Every line with the string "after" in it belongs in your answer, so copy them all from the data.

Stored data START

Issue #1796, opened 2021-10-04
Update IaC documentation/scripts to easy onboarding 


edwintorres:
IaC documentation/scripts need to be updated to remove know friction on onboarding people.

- [x] Add to the documentation the version of the tools used and are known to work, given that most recent versions are not working.
- [ ] Update create-resource script, so it is more robust with errors publishing func apps.
- [x] Add to the additional documentation step needed after create-resource ran but before testing
- [x] Add to the documentation suggested test to verify infrastructure is running after create-resource script ran

PR #1835, opened 2021-10-06
Eth/fix iac create resource2

edwintorres:
Updated documentation and IaC scripts after findings on onboard according  to task #1796


ryanhofdotgov:
@edwintorres It looks like this PR might have more changes than you intended? Just expecting diffs for the associated Markdown and IaC bash scripts.

edwintorres:
Yes @ryanhofdotgov, I did have some problems with the rebase, ended doing a merge. I'm doing the change again.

Stored data END

### Exercise response
- [x] Add to the additional documentation step needed after create-resource ran but before testing
- [x] Add to the documentation suggested test to verify infrastructure is running after create-resource script ran
Updated documentation and IaC scripts after findings on onboard according  to task #1796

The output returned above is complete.